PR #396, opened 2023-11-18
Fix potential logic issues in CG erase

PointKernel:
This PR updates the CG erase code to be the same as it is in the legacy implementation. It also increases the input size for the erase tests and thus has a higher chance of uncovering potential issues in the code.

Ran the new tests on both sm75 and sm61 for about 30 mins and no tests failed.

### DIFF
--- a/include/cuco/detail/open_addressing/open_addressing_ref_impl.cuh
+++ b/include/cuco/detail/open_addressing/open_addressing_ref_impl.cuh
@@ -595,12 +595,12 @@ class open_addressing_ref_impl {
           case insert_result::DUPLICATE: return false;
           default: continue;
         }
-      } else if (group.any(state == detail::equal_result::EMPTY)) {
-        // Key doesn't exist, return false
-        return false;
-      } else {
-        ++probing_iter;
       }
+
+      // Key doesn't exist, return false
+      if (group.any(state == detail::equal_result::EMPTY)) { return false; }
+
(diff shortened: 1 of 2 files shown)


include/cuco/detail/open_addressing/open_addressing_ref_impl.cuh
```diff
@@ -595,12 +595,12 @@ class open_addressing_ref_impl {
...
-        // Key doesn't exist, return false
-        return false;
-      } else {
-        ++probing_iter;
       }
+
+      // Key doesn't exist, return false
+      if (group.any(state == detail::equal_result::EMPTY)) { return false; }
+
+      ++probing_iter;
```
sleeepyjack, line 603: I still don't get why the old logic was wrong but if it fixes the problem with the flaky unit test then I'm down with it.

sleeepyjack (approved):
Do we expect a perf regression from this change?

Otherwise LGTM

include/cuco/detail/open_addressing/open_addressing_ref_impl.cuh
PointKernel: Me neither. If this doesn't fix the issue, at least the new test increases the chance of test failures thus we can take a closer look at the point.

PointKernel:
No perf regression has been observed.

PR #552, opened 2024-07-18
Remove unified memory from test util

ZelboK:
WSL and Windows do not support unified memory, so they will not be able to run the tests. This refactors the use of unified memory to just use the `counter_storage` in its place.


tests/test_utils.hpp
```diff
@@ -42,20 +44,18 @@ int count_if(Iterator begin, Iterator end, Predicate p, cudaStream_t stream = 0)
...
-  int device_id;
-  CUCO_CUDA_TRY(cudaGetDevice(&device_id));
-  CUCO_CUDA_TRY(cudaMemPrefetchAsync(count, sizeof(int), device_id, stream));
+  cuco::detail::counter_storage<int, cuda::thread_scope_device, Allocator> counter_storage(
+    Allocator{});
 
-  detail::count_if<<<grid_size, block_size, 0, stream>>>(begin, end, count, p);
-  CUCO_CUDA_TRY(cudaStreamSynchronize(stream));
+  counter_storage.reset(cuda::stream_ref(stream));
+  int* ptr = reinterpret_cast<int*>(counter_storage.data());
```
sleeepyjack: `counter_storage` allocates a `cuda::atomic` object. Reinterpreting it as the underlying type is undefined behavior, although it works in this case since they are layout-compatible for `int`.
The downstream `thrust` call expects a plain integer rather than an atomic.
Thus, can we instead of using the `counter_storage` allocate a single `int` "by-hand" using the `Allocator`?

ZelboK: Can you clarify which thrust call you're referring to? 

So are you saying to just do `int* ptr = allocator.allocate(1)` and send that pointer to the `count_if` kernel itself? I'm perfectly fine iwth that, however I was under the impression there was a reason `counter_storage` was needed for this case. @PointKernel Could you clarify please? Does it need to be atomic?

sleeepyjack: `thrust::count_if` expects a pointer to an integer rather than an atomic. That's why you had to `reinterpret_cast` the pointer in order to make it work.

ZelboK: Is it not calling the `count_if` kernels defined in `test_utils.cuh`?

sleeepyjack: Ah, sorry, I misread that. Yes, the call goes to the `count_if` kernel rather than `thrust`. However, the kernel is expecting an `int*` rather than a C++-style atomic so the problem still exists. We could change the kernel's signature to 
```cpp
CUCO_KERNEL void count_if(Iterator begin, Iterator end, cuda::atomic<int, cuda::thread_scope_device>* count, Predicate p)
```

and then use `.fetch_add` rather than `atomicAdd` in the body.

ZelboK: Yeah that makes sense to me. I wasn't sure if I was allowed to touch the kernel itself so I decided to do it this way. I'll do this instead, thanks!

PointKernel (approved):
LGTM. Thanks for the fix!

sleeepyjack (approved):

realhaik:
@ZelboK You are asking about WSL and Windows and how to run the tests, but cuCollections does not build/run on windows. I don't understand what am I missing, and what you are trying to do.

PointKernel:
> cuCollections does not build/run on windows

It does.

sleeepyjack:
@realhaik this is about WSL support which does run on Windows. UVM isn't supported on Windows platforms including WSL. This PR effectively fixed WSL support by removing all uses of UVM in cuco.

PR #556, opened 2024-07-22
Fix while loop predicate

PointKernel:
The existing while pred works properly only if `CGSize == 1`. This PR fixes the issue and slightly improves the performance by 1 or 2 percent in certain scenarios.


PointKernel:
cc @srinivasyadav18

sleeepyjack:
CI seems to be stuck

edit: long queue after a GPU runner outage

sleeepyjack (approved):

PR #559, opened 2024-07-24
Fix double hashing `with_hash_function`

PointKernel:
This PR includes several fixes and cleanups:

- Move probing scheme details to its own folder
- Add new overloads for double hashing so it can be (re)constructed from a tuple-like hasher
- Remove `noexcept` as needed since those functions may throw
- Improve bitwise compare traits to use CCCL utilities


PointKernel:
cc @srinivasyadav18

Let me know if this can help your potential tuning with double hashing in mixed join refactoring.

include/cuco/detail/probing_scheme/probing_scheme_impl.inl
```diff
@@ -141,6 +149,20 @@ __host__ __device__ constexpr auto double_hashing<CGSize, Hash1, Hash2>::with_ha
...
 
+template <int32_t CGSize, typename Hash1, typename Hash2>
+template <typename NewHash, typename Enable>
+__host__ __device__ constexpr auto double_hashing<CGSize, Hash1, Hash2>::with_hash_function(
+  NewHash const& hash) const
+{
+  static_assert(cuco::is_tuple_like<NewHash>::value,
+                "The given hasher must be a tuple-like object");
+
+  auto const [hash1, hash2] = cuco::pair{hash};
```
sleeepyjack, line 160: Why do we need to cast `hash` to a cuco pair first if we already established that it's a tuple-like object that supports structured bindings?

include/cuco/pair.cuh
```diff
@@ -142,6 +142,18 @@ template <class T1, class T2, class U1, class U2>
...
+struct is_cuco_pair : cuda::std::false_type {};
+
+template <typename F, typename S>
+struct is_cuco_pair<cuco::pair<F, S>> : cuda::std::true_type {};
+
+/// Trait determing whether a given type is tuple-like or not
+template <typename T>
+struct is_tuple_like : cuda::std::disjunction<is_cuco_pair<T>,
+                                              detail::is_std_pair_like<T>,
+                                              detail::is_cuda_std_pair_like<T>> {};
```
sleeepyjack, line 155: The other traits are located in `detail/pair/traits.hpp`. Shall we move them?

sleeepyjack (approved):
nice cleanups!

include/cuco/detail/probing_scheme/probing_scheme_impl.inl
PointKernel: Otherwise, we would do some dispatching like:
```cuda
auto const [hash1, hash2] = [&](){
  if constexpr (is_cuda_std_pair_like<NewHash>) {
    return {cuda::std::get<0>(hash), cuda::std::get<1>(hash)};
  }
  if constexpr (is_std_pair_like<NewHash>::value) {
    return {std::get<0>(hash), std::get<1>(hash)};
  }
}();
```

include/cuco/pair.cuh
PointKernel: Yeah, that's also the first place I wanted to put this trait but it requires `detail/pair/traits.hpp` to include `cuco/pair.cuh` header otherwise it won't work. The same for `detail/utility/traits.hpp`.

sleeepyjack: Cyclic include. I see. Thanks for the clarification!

=== PROBLEM DESCRIPTION ===
Copy out exactly the line holding "nice cleanups!" and each line after it through the end of the entries, and leave out everything else.

=== EXERCISE OUTPUT ===
nice cleanups!

include/cuco/detail/probing_scheme/probing_scheme_impl.inl
PointKernel: Otherwise, we would do some dispatching like:
```cuda
auto const [hash1, hash2] = [&](){
  if constexpr (is_cuda_std_pair_like<NewHash>) {
    return {cuda::std::get<0>(hash), cuda::std::get<1>(hash)};
  }
  if constexpr (is_std_pair_like<NewHash>::value) {
    return {std::get<0>(hash), std::get<1>(hash)};
  }
}();
```

include/cuco/pair.cuh
PointKernel: Yeah, that's also the first place I wanted to put this trait but it requires `detail/pair/traits.hpp` to include `cuco/pair.cuh` header otherwise it won't work. The same for `detail/utility/traits.hpp`.

sleeepyjack: Cyclic include. I see. Thanks for the clarification!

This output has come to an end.